# Where can I get aquarium safe plexiglass that won't cost me a fortune?



## datfish (Sep 7, 2012)

I'm building a paludarium and need plexiglass so I can build the skeleton of the scape. Thanks!


----------



## Swope2bc (Feb 8, 2013)

Depends on where you live, but any plexiglass will be aquarium safe... You can also use egg crate for a false bottom or styrofoam as a background.. There are tons of options. I recently did a pal for my kids to raise tadpoles in and didn't use any plexi in the design.. What exactly is the plexi for in yours.

Just noticed you are in new west.. Home depot or ronas should both carry plexi.. Many other glass shops will have it too.


----------



## datfish (Sep 7, 2012)

Swope2bc said:


> Depends on where you live, but any plexiglass will be aquarium safe... You can also use egg crate for a false bottom or styrofoam as a background.. There are tons of options. I recently did a pal for my kids to raise tadpoles in and didn't use any plexi in the design.. What exactly is the plexi for in yours.
> 
> Just noticed you are in new west.. Home depot or ronas should both carry plexi.. Many other glass shops will have it too.

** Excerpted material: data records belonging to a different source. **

PR #1976, opened 2019-10-04
Reduce size of adding hooks to core (-117 B)

andrewiggins:
## Summary

Individual commit messages have more detail about the change if you are curious.

897bb21 Replace `globalHookState` with `resetHookState` function (-70 B)
4954398 Fix bug introduced by descturcturing `useImperativeHandle` hook state (+2 B)
ecb99ee Reuse `vnode._component` null check in `unmount` to call hook cleanup callbacks (-5 B)
401ed47 Move `pendingLayoutEffects` flush into component diff to reuse `c` variable (-12 B)
4756817 Minify `useImperativeHandle` hook state props (-10 B)
bb9acdd Schedule imperative handle creation as a layout effect (-31 B)
bd45a91b Fix `useContext` args change check (+9 B)
8e4de8f7 Move `handleEffects` into hooks.js so most hooks code is in hooks file (+0 B)

Total size:
4264 B: preact.js.gz (-117 B) 😁 
3884 B: preact.js.br (-112 B) 😁

### DIFF
--- a/src/diff/index.js
+++ b/src/diff/index.js
@@ -149,10 +149,6 @@ export function diff(parentDom, newVNode, oldVNode, context, isSvg, excessDomChi
 			}
 
 			if (c.__hooks) {
-				c.__hooks._handles.some(handle => {
-					if (handle._ref) handle._ref.current = handle._createHandle();
-				});
-				c.__hooks._handles = [];
 				c.__hooks._pendingLayoutEffects = handleEffects(c.__hooks._pendingLayoutEffects);
 			}
 
--- a/src/diff/index.js
+++ b/src/diff/index.js
@@ -150,7 +150,7 @@ export function diff(parentDom, newVNode, oldVNode, context, isSvg, excessDomChi
 
 			if (c.__hooks) {
 				c.__hooks._handles.some(handle => {
-					if (handle.ref) handle.ref.current = handle.createHandle();
+					if (handle._ref) handle._ref.current = handle._createHandle();
 				});
 				c.__hooks._handles = [];
 				c.__hooks._pendingLayoutEffects = handleEffects(c.__hooks._pendingLayoutEffects);
--- a/src/diff/index.js
+++ b/src/diff/index.js
@@ -148,6 +148,14 @@ export function diff(parentDom, newVNode, oldVNode, context, isSvg, excessDomChi
 				c.componentDidUpdate(oldProps, oldState, snapshot);
 			}
 
+			if (c.__hooks) {
+				c.__hooks._handles.some(handle => {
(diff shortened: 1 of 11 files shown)


src/diff/index.js
```diff
@@ -158,15 +161,6 @@ export function diff(parentDom, newVNode, oldVNode, context, isSvg, excessDomChi
 		}
 
 		if (tmp = options.diffed) tmp(newVNode);
-
-		const hooks = newVNode._component && newVNode._component.__hooks;
-		if (hooks) {
-			hooks._handles.some(handle => {
-				if (handle.ref) handle.ref.current = handle.createHandle();
-			});
-			hooks._handles = [];
```
andrewiggins: Note: I removed this code by scheduling imperative handle creation as a layout effect, reusing the layout flush to call `createHandle` so you won't see it anywhere.

src/diff/index.js
```diff
@@ -385,14 +379,3 @@ function doRender(props, state, context) {
 
 	throw error;
 };
-
-export function handleEffects(effects) {
```
andrewiggins: I just moved this function into the hooks file since it mostly deals with hook data

src/hooks.js
```diff
@@ -80,24 +80,28 @@ export function useEffect(callback, args) {
...
 
-export function useImperativeHandle(ref, createHandle, args) {
-	let { _args } = getHookState(globalHookState.currentIndex++);
-	if (argsChanged(_args, args)) {
-		_args = args;
-		globalHookState.currentComponent.__hooks._handles.push({ ref, createHandle });
-	}
+export function useImperativeHandle(_ref, _createHandle, args) {
+	// -37 B
+	// useMemo(() => { if (_ref) { _ref.current = _createHandle(); } }, args);
```
andrewiggins: I think #1909 prevents us from saving bytes by using `useMemo` here. I'll remove this before checking in.

src/index.js
```diff
@@ -1,9 +1,26 @@
...
+	isValidElement
+} from './create-element';
 export { Component } from './component';
 export { cloneElement } from './clone-element';
 export { createContext } from './create-context';
 export { toChildArray } from './diff/children';
 export { unmount as _unmount } from './diff';
 export { default as options } from './options';
-export * from './hooks';
+export {
```
andrewiggins: Manually listing exports to avoid exporting the `resetHookState` function

src/hooks.js
andrewiggins: Yup. `useMemo` causes the test in #1909 to fail. Going with `useLayoutEffect`

PR #1979, opened 2019-10-05
Improve VNode typings

andrewiggins:


src/index.d.ts
```diff
@@ -12,7 +12,7 @@ declare namespace preact {
 
 	interface VNode<P = {}> {
 		type: ComponentType<P> | string | null;
-		props: P & { children: ComponentChildren } | string | number | null;
```
andrewiggins: I don't think we expose Text VNodes (the only VNodes where props isn't an object) to the user, so I removed them.

src/index.d.ts
```diff
@@ -208,7 +208,7 @@ declare namespace preact {
 	// Preact helpers
 	// -----------------------------------
 	function createRef<T = any>(): RefObject<T>;
-	function toChildArray(children: ComponentChildren): Array<VNode | null>;
+	function toChildArray(children: ComponentChildren): Array<VNode | string | number>;
```
andrewiggins: `toChildArray` removes `null`s from `props.children`

src/index.d.ts
marvinhagemeister: Good point :+1:

PR #1980, opened 2019-10-05
(fix) - should reorder memoized children

JoviDeCroock:
So apparently the fix introduced in the other PR where we make children point to their parents make this line irrelevant.

Save bytes + fix code 🎉 

-15B

### DIFF
--- a/src/diff/index.js
+++ b/src/diff/index.js
@@ -90,7 +90,7 @@ export function diff(parentDom, newVNode, oldVNode, context, isSvg, excessDomChi
 					c.state = c._nextState;
 					c._dirty = false;
 					c._vnode = newVNode;
-					newVNode._dom = oldDom!=null ? oldDom!==oldVNode._dom ? oldDom : oldVNode._dom : null;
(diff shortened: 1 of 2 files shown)


marvinhagemeister:
Oh that'd be really cool 👍💯

We should double check with the rest cases from https://github.com/preactjs/preact/pull/1879 just to be sure that we don't introduce any regressions

JoviDeCroock:
@marvinhagemeister can confirm the demo still works

src/diff/index.js
```diff
@@ -90,7 +90,7 @@ export function diff(parentDom, newVNode, oldVNode, context, isSvg, excessDomChi
 					c.state = c._nextState;
 					c._dirty = false;
 					c._vnode = newVNode;
-					newVNode._dom = oldDom!=null ? oldDom!==oldVNode._dom ? oldDom : oldVNode._dom : null;
+					newVNode._dom = oldVNode._dom;
```
cristianbote: This line always confused me 😄 anyway. Good catch!

PR #1981, opened 2019-10-06
Small edit in util

nagayev:
Use Object.assign if it's possible

### DIFF
--- a/src/util.js
+++ b/src/util.js
@@ -6,6 +6,7 @@
  * @returns {O & P}
  */
 export function assign(obj, props) {
+	if(Object.assign) return Object.assign(obj, props);
 	for (let i in props) obj[i] = props[i];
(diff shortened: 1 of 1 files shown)


JoviDeCroock:
This would increase bundle size and reduce performance in environments with Object.assign

marvinhagemeister:
Awesome, thanks taking the time to make a PR :tada: We benchmarked the performance of native `Object.assign` vs our custom `assign` function in all current and many older browsers. Turns out that our solution has the same performance and is faster in older browsers like IE11 which is part of our browser scope.

Adding two different code-paths may choose the appropriate strategy at runtime, but is not really doable for us given our 3kB size constraints as @JoviDeCroock wrote. For this reason we unfortunately can't accept this PR.

Rest assured that we do really appreciate experimenting with different solutions :+1:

I'm making a stream along the back to grow lucky bamboo in. Also since I'm upstairs I have to make sure I don't entirely fill the tank due to weight issues and I'm using the plexiglass to make easily measurable dry areas.

Thanks for the advice.


----------



## Swope2bc (Feb 8, 2013)

That sounds pretty cool! Be careful though, plexi and glass will not bond permanently with silicone. (lots of info on the web about it) So if you are trying to keep an area completely dry with the plexi it may not work as you had hoped. Bonding plexi to plexi is the best bet. You can heat it and mold it too! Which could make a very neat winding stream feature... Hmmm... Well anyway get some pics as you go, I would love to see it.


----------



## datfish (Sep 7, 2012)

Swope2bc said:


> That sounds pretty cool! Be careful though, plexi and glass will not bond permanently with silicone. (lots of info on the web about it) So if you are trying to keep an area completely dry with the plexi it may not work as you had hoped. Bonding plexi to plexi is the best bet. You can heat it and mold it too! Which could make a very neat winding stream feature... Hmmm... Well anyway get some pics as you go, I would love to see it.


I plan on spraying the spray foam some people use over the plexiglass after to help seal it. And yeah I already have a Tank Journal posted here though nothing too good is there now. It sounds better than it will be since this is my first time trying anything like this, but hopefully it still looks decent.


----------



## datfish (Sep 7, 2012)

Swope2bc said:


> That sounds pretty cool! Be careful though, plexi and glass will not bond permanently with silicone. (lots of info on the web about it) So if you are trying to keep an area completely dry with the plexi it may not work as you had hoped. Bonding plexi to plexi is the best bet. You can heat it and mold it too! Which could make a very neat winding stream feature... Hmmm... Well anyway get some pics as you go, I would love to see it.


I plan on spraying the spray foam some people use over the plexiglass after to help seal it. And yeah I already have a Tank Journal posted here though nothing too good is there now. It sounds better than it will be since this is my first time trying anything like this, but hopefully it still looks decent.


----------



## Vman (Jan 20, 2011)

Industrial plastics in Port Coquitlam has tons of plexi.Home depot is very expensive for that.


----------



## blurry (May 10, 2010)

try craiglist?


----------